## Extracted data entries
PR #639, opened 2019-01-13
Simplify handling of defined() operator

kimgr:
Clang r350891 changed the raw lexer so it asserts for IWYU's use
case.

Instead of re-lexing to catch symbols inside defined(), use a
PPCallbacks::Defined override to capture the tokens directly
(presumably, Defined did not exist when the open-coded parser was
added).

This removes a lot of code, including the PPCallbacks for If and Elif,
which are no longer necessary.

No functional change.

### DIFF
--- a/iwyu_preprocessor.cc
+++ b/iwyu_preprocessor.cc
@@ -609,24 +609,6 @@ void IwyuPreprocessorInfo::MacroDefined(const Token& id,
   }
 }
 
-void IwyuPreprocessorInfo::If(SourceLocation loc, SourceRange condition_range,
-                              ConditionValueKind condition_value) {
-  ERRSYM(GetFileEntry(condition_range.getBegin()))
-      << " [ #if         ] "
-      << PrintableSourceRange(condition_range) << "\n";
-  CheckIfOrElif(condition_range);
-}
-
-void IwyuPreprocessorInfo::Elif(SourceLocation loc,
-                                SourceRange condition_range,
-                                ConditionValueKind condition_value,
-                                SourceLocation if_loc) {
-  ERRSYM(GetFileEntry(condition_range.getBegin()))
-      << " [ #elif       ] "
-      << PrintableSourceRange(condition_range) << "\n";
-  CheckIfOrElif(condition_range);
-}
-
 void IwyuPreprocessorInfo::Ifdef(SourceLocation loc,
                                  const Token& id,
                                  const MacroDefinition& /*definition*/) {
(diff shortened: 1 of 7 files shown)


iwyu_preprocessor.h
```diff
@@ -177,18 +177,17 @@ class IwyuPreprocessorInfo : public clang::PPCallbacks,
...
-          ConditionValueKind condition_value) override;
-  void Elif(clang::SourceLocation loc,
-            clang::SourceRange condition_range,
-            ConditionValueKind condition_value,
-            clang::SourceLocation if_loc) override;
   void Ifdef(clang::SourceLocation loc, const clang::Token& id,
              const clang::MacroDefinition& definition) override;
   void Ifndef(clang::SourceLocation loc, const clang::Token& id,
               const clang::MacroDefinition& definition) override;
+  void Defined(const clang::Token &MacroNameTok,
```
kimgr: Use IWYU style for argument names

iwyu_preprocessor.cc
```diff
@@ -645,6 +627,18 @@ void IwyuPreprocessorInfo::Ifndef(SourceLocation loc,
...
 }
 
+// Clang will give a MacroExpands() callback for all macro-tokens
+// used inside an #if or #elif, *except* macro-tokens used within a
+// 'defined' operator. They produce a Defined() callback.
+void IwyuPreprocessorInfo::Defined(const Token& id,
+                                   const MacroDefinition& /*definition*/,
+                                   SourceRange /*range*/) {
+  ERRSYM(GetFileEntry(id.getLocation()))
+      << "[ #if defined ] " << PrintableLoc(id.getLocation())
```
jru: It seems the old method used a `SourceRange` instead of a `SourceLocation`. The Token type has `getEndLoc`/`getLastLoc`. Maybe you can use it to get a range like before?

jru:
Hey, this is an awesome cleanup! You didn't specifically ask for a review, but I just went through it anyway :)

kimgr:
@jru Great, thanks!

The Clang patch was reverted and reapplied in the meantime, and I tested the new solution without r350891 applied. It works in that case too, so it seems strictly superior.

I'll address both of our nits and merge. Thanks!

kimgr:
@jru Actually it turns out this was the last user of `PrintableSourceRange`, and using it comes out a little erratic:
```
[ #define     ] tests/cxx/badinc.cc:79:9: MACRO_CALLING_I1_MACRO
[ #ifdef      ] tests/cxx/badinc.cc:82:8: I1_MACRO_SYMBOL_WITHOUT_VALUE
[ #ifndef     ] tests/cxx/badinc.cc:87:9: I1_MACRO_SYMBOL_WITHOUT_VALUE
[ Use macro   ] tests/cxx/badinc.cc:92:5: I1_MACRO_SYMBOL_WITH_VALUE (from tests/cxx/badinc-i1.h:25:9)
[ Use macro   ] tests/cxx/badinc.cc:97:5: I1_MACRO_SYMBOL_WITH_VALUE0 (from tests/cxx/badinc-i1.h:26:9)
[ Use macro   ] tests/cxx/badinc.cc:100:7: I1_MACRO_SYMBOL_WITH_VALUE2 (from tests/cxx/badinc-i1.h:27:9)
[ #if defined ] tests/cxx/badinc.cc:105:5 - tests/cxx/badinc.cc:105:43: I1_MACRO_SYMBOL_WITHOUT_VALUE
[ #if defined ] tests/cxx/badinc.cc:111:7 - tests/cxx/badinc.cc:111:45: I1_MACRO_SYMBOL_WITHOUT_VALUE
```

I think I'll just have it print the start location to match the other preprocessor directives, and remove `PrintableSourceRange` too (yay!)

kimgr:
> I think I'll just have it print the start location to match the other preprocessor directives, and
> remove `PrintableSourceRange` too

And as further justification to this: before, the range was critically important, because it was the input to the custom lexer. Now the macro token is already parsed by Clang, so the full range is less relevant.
==
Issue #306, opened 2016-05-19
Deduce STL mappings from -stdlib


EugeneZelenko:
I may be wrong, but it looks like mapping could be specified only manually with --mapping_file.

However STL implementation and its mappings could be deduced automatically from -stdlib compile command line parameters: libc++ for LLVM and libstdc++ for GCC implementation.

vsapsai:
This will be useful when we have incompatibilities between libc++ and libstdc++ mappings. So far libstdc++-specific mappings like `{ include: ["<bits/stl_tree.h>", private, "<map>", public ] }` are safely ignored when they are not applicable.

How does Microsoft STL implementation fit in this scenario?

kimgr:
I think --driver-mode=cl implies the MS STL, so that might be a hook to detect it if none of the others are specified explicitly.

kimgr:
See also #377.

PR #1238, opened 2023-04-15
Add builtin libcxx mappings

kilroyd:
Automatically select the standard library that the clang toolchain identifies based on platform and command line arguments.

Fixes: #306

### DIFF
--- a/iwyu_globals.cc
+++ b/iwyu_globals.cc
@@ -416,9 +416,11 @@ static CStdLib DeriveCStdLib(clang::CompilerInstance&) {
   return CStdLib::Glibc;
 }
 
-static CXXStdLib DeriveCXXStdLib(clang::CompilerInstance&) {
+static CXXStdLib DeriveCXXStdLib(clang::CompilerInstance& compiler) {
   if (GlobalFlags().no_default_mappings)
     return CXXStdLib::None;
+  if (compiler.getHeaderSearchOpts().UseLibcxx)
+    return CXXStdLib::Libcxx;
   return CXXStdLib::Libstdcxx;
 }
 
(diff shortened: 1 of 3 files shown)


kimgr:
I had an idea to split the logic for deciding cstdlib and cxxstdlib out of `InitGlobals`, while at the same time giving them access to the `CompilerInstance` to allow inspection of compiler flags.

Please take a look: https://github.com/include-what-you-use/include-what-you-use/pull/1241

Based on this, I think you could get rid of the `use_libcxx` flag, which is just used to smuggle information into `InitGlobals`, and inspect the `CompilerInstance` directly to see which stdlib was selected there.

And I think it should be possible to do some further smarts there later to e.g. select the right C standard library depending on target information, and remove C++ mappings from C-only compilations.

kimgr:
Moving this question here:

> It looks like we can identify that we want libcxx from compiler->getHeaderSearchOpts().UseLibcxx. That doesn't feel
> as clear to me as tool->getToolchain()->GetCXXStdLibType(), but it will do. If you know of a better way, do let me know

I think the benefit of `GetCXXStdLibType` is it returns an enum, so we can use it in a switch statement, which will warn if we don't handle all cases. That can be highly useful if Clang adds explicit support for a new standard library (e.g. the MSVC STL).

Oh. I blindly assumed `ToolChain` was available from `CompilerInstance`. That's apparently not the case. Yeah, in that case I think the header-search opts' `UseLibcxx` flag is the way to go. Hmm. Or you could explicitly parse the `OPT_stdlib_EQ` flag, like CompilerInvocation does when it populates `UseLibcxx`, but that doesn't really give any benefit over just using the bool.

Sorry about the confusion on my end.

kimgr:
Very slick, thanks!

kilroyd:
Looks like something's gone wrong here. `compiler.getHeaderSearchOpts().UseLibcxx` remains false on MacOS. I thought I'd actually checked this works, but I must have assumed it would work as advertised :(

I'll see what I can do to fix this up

## Try it
Given the records above, restate word for word only the lines starting at the one with "PR #639, opened 2019-01-13" and ending at the one with "PPCallbacks::Defined override to".

## Exercise result
PR #639, opened 2019-01-13
Simplify handling of defined() operator

kimgr:
Clang r350891 changed the raw lexer so it asserts for IWYU's use
case.

Instead of re-lexing to catch symbols inside defined(), use a
PPCallbacks::Defined override to capture the tokens directly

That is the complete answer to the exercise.